Versioning & Deprecation Policy
How the WOHNO REST API is versioned, why changes stay additive, and how deprecations and DTO versions are handled.
This page documents how the WOHNO REST API evolves, so you can integrate with
confidence. The short version: the API stays on v1, changes are
additive, and anything breaking goes through an announced deprecation with a
generous sunset window.
API version: v1
All endpoints live under a single versioned base path:
https://wohno.de/api/v1
We intend to keep the API on v1 for the foreseeable future. New resources,
endpoints, fields and scopes are added within v1 rather than spun off into a
new major version.
Additive changes only
Within v1, every change is additive and backward-compatible:
- New endpoints and resources can appear at any time.
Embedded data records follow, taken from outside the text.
PR #2366, opened 2024-08-26
nql parameter 'use' -> 'model'

Jeadie:
## 🗣 Description
Update `/v1/nql` parameter from `use` to `model`.

### DIFF
--- a/crates/runtime/src/http/v1/nsql.rs
+++ b/crates/runtime/src/http/v1/nsql.rs
@@ -54,7 +54,7 @@ fn clean_model_based_sql(input: &str) -> String {
 pub struct Request {
     pub query: String,
 
-    #[serde(rename = "model", default = "default_model")]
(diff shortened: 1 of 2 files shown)


crates/runtime/src/http/v1/nsql.rs
```diff
@@ -54,7 +54,7 @@ fn clean_model_based_sql(input: &str) -> String {
 pub struct Request {
     pub query: String,
 
-    #[serde(rename = "use", default = "default_model")]
+    #[serde(rename = "model", default = "default_model")]
```
phillipleblanc: This probably doesn't need a rename directive anymore right?

phillipleblanc (dismissed):

phillipleblanc (approved):

phillipleblanc (approved):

- New optional fields can be added to existing responses.
- New scopes can be introduced for new capabilities.
These changes never break a conforming integration, so you should write clients defensively:
- Ignore unknown fields in responses rather than failing on them.
- Don't assume the set of object keys is fixed — treat responses as forward-compatible.
- Request only the scopes you need; new scopes are opt-in.
Every additive change is recorded in the API Changelog.
Breaking changes & the deprecation process
A change that could break a conforming client (removing a field or endpoint, changing a type or default, tightening validation) is a breaking change. Breaking changes are avoided wherever possible. When unavoidable, they go through a documented deprecation process rather than landing silently:
- Announcement — the change is published in the Changelog, which is the canonical information channel for API evolution.
Sunsetwindow — affected endpoints are markeddeprecated: truein the OpenAPI spec and return aSunsetHTTP header indicating the date after which the old behaviour is removed. The standard window is at least 90 days.- Direct notification — affected key-owning organizations receive an in-app notification, so you are not relying on polling the changelog alone.
- Removal — only after the sunset date passes is the old behaviour removed.
If a breaking change is required as a security hotfix, an expedited ("emergency") deprecation applies: the change ships immediately, with an immediate notification and a changelog entry documenting the reason and impact.
DTO versioning (*_DTO_VERSION)
Response bodies are built from explicit, whitelisted Data Transfer Objects
(*PublicDto) — never raw database rows. Each DTO carries a version constant
(*_DTO_VERSION). When a DTO's shape changes, we bump its version. Because the
DTO version feeds into the ETag of cacheable GET responses, bumping it
busts stale caches so clients and intermediaries fetch the new shape instead
of serving an outdated cached body.
DTO-version bumps are additive (new optional fields). They do not, on their own, constitute a breaking change — they exist precisely so the API can evolve a payload's shape while keeping conditional-request caching correct.
Staying informed
The API Changelog is the single source of truth for every API change — new endpoints, new scopes, deprecations and sunset dates. For breaking changes, key-owning organizations are additionally notified in-app. We recommend reviewing the changelog before adopting any newly listed (especially dark-shipped or non-GA) resource.